Wie geht denn das anmelden?

Ist super dringend, morgen schreiben ich die Arbeit!!!


----------



## SlaterB (14. Jul 2011)

irgendjemand muss sich darum kümmern, das könnte eine eigene Klasse von dir sein, 
oder irgendwas aus der API der höheren Sorte, nämlich ein eigener Ausführungsstrang, ein Thread,
speziell ein Timer aus der API,

wer immer sich darum kümmert, es gilt grundsätzlich: die Zeit bis dahin mit sonstiger Arbeit oder viel eher abwarten/ schlafen vertreiben,
dann die Aktion starten

Thread.sleep() zum schlafen, im einfachen Falle die genaue Zeitdifferenz ausrechnen, auch Timer nimmt gerne die fertig berechnete Wartezeit an,
ob es eine Klasse gibt der du den ablaufzeitpunkt als long oder Date direkt übergeben kannst, kann ich nicht positiv beantworten,
was nicht heißt dass nichts entsprendes vorhanden ist
(edit: ok, naheliegend, Timer kann das auch)


----------



## Marcinek (14. Jul 2011)

Da gibt es viele Möglichkeiten.

Wie wäre es mit einem Timer Task


----------



## grHenry (14. Jul 2011)

hier mal die Aufgabenstellung, vielleicht könnt ihr mir dann eher helfen. Konkret meine ich die Zeile: "– ein Listener-Objekt, das informiert wird, wenn die Uhr abläuft. Nehmen wir an, dass der Typ des
Listeners ITimerListener ist." der Aufgabenstellung.

Schreiben Sie eine Klasse CTimer, die die Eigenschaften einer Software-Uhr beschreibt.

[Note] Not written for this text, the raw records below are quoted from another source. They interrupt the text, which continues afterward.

PR #1534, opened 2026-08-08
Update puma dependancy to 7.2.1

rtamalin:
## Description

The depfu #1477 moves forward to 8.0.2, but switching to 8.0.2 comes with a potentially breaking change to address setup/binding.

Updating 7.2.1 should be a non-breaking update to address the same security advisory concerns.

### DIFF
--- a/Gemfile.lock
+++ b/Gemfile.lock
@@ -205,7 +205,7 @@ GEM
       date
       stringio
     public_suffix (7.0.5)
-    puma (7.1.0)
+    puma (7.2.1)
       nio4r (~> 2.0)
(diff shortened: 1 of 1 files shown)


digitaltom (approved):
LGTM. Shall we add the Puma 8 update to one of the next RMT releases?

rtamalin:
> LGTM. Shall we add the Puma 8 update to one of the next RMT releases?

Yeah that was my plan, to do so once we have time to verify/confirm that we won't be negatively impacted by the switch to the 8.x branch.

Die
Software-Uhr soll folgende Attribute haben:
– eine interne Nummer (vom Typ int), die automatisch vergeben wird,
Hinweis: Denken Sie an die Klassenvariable,
– einen Zeitpunkt, der angibt, wann die Uhr abläuft (in Millisekunden - vom Typ long)
Hinweis: Dieser Zeitpunkt ist die aktuelle Uhrzeit plus Zeitintervall (siehe unten),
– eine Kennung, ob sie zyklisch oder nur einmal ist (vom Typ boolean),
– ein Zeitintervall (in ms), das verwendet wird, um die Uhr neu zu setzen (im Falle einer
zyklischen Uhr),
– ein Listener-Objekt, das informiert wird, wenn die Uhr abläuft. Nehmen wir an, dass der Typ des
Listeners ITimerListener ist.
Für die aktuelle Uhrzeit sei die Klassenmethode gegeben:
long System.currentTimeMillis()
Schreiben Sie dazu
1. einen Standardkonstruktor, der alle Elemente mit Defaultwerten belegt,
2. einen normalen Konstruktor,
CTimer(int dauer, boolean zyklisch, ITimerListener listener)
3. getter-Methoden für die Art (zyklisch oder nicht) bzw. für die Wiederholungsdauer,
4. toString-Methode,
5. eine Methode int compareTo(CTimer other), die die internen Nummern der beiden
Uhren vergleicht (1, wen


----------



## SlaterB (14. Jul 2011)

das Listenerobjekt ist in einem Attribut gespeichert und wenn die Zeit gekommen ist wird davon eine Methode aufgerufen,
ziemlich unspektakulär, wo ist da die Frage?


----------



## grHenry (14. Jul 2011)

Hier mal meine bisherige Lösung, kannst Du mir sagen, was noch falsch ist oder was noch fehlt. Hab noch das Problem mit dem Listener.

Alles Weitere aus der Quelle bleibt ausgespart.